AK Parti'nin şu anda biri büyükşehir belediye başkanı olmak üzere 8 kadın belediye başkanı, 978 belediye meclis üyesi, 33 il genel meclis üyesi olduğuna işaret eden Oruç, sözlerini şöyle sürdürdü:
"İstihdamdaki kadın oranı 2005'teki yüzde 22,7 seviyesinden geride bıraktığımız temmuz ayı itibariyle yüzde 34,3'e yükseliyor ve 2023'te bu rakamı yüzde 41'e taşıma gibi bir hedef söz konusu. Yani 1934'te seçme ve seçilme hakkı tanınıyor diye tarihin yazdığı bir şey, aslında Cumhuriyet tarihinde gerçek anlamda kadın hakları, kadının siyasetteki temsili, seçilebilme yeteneği de burada AK Parti 2002 iktidarıyla birlikte gündeme geliyor."
- "Kadın haklarında en büyük ilerleme AK Parti ile oldu"
Kız çocukların okullaşma oranının ilköğretimde yüzde 92, ortaöğretimde yüzde 82'nin üzerine çıktığını vurgulayan Oruç, 2002'yle karşılaştırıldığında neredeyse iki katı artış olduğunu gördüklerini söyledi.
Medyada kadına karşı şiddetin körüklendiğine dikkati çeken Saadet Oruç, "Adeta istismar konusu gibi medyanın burada oldukça sorumsuz bir yayın yaptığı görülüyor. Medyada kadın bakışı ve kadın dilinin geliştirilmesi de toplumdaki özellikle bu algının değişmesi anlamında önemli olacak gibi görünüyor." ifadelerini kullandı.
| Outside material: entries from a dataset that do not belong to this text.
PR #1714, opened 2022-06-19
`SubscriberAttributesManagerIntegrationTests`: verify individual synced attributes

NachoSoto:
In order to fix [CSDK-36] we first need to be able to verify which user is getting which attributes.
This sets up a way to do that in integration tests.


Tests/BackendIntegrationTests/SubscriberAttributesManagerIntegrationTests.swift
```diff
@@ -76,59 +101,111 @@ class SubscriberAttributesManagerIntegrationTests: BaseBackendIntegrationTests {
...
-        self.attribution.setDisplayName("User 2")
+        _ = try await Purchases.shared.logIn(user2)
+        self.attribution.setDisplayName(name2)
 
         let errors = await self.syncAttributes()
-        verifyAttributesSyncedWithNoErrors(errors, 2)
+        self.verifyAttributesSyncedWithNoErrors(errors, 2)
+
+        // Note: this is being associated to the second user
+        self.verifySyncedAttribute(user2, [reserved(.displayName): name1])
```
NachoSoto, line 179: ⚠️ This already illustrates part of the bug. Notice that this is `user2`.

Oruç, Türk toplumunda kadının yerini 15 Temmuz'da gördüklerini dile getirerek, şunları kaydetti:
"O gece benim hissettiğim duygu, gerçekten bir toplumun hayatında yaşayabileceği en karanlık nokta gibi ama aynı zamanda en aydınlık nokta gibi bir gece. Zira direniş anlamında, darbenin bastırılması anlamında milletimiz dünya demokrasi tarihine altın harflerle geçecek bir direniş sergiledi. O gece kadınlarımız gerçekten etkili bir direniş sergilediler. Zeytin Dalı Harekatı devam ediyor, orada da mücadele eden çok sayıda kadın güvenlik görevlimiz var, özel harekatçılar var. Kısacası aslında dünyada kadın hakları konusunda ülkemiz ayrı noktada duruyor ve en büyük ilerlemeler aslında 2002'den bu yana atılan birtakım adımlarda gerçekleşiyor. Kadına karşı şiddet ve istismar konusunda tavizsiz bir mücadelenin olduğunun altını çizmek gerekiyor."
Batı toplumlarının her zaman kendilerine örnek gösterildiğini ancak kadına karşı şiddet rakamlarına bakıldığında coğrafya, kültür ya da ilerlemenin hiçbir etkisinin olmadığını gördüklerini vurgulayan Oruç, bu konuda Batı toplumlarının da oldukça olumsuz kayıtlarının olduğunu sözlerine ekledi.
Konuşmaların ardından 15 Temmuz gazisi Fadime Çalık, açtığı pastanede birçok kişiye istihdam sağlayan kadın girişimci Huzur Zan ve down sendromlu milli yüzücü Fatma Çağla Demir, başarı hikayelerini salondakilere anlattı.